I'm thinking about to make a hint in the mini_exiftool documentation. Not yet sure how.
Setting CodedCharacterSet to UTF8 as default is no option for me because this would differ from the behavior of exiftool itself.
I agree! I thought that the library can not actually modify the behavior of ExifTool.
But the documentation is very important because I lost many hours to find the problem and it is very difficult to understand.
When you use the library to debug, the problem does not occur because it converts internally to UTF-8. Only when analyzing the binary contents of the IPTC is that you realize that it is stored incorrectly, so tools like Photoshop and Mac Preview data appear incorrectly.
Em 20/05/2014, à(s) 18:03, janfri notifications@github.com escreveu:
I'm thinking about to make a hint in the mini_exiftool documentation.
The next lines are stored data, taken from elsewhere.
PR #272, opened 2017-05-28
sys.config and vm.args not being copied correctly during upgrade if they are symlinks

Kabal:
### Summary of changes

Using edeliver and the instructions here: https://github.com/boldpoker/edeliver/wiki/Use-per-host-configuration - sys.config and vm.args become symlinks in the release directory.

I was having trouble getting upgrades to work using this setup and I narrowed it down to where it tries to back up the files and copy the existing ones over.

Using the archive (-a) and force (-f) flags I managed to get upgrades to work using symlinked sys.config and vm.args files.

Not yet sure how.
Setting CodedCharacterSet to UTF8 as default is no option for me because this would differ from the behavior of exiftool itself.
—
Reply to this email directly or view it on GitHub.
After reading the exiftool documentation again I think that the -charset iptc=utf8
alias iptc_encoding: 'utf8'
should handle the writing of the values itself with correct encoding. (Unless the documentation recommends to set CodedCharacterSet explicit.)
Now I looked again in my tests and code and found that the *_encoding
options are ignored when writing via MiniExiftool#save
. So this is really a bug in mini_exiftool which I'll fixing soon.
So the bug with `ìptc_encoding`` is now fixed and the following should now work in the new released version 2.4.2:
photo = MiniExiftool.new(filename, :iptc_encoding => 'UTF-8')
photo.caption_abstract = 'Text with Ümläüts'
photo.save
Nevertheless the tag CodedCharacterSet should in addition to this set as described in the ExifTool documentation:
Note that unless CodedCharacterSet is UTF‑8, applications have no reliable way to determine the IPTC character encoding. For this reason, it is recommended that CodedCharacterSet be set to "UTF8" when creating new IPTC.
But be aware of having already IPTC tags with other encoding encoded:
ExifTool may be used to convert IPTC values to a different internal encoding. To do this, all IPTC tags must be rewritten along with the desired value of CodedCharacterSet. For example, the following command changes the internal IPTC encoding to UTF‑8 (from Windows Latin1 unless CodedCharacterSet was already "UTF8"):
exiftool -tagsfromfile @ -iptc:all -codedcharacterset=utf8 a.jpg
I hope that the confusion is now resolved.
I have added a section about the encodings in the README file.